▸ EXERCISE INPUT:
□ □ □ □ □

PR #8978, opened 2022-12-29
Fix `multi` cleaning

Xavier-Do:
Right now, a movie Name `Iron Man Multi 1080p.mkv` will be searched as `Iron Man Multi` leading to no result.

The cleaning regex was containing multi but it looks like a typo joined `multi` and `subs` in the same term.

### DIFF
--- a/Emby.Naming/Common/NamingOptions.cs
+++ b/Emby.Naming/Common/NamingOptions.cs
@@ -153,7 +153,7 @@ namespace Emby.Naming.Common
 
             CleanStrings = new[]
             {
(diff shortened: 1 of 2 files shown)


Bond-009 (approved):
Can you add a regression test for this?

Xavier-Do:
> Can you add a regression test for this?

I can try (Just starting to code in JellyFin :) )

Xavier-Do:
@Bond-009 Done, if it is ok for you :)

crobibero (approved):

□ □ □ □ □

▸ WHAT THE TASK REQUIRES: Take the lines above and print them exactly.

▸ EXERCISE RESULT:
PR #8978, opened 2022-12-29
Fix `multi` cleaning

Xavier-Do:
Right now, a movie Name `Iron Man Multi 1080p.mkv` will be searched as `Iron Man Multi` leading to no result.

The cleaning regex was containing multi but it looks like a typo joined `multi` and `subs` in the same term.

### DIFF
--- a/Emby.Naming/Common/NamingOptions.cs
+++ b/Emby.Naming/Common/NamingOptions.cs
@@ -153,7 +153,7 @@ namespace Emby.Naming.Common
 
             CleanStrings = new[]
             {
(diff shortened: 1 of 2 files shown)


Bond-009 (approved):
Can you add a regression test for this?

Xavier-Do:
> Can you add a regression test for this?

I can try (Just starting to code in JellyFin :) )

Xavier-Do:
@Bond-009 Done, if it is ok for you :)

crobibero (approved):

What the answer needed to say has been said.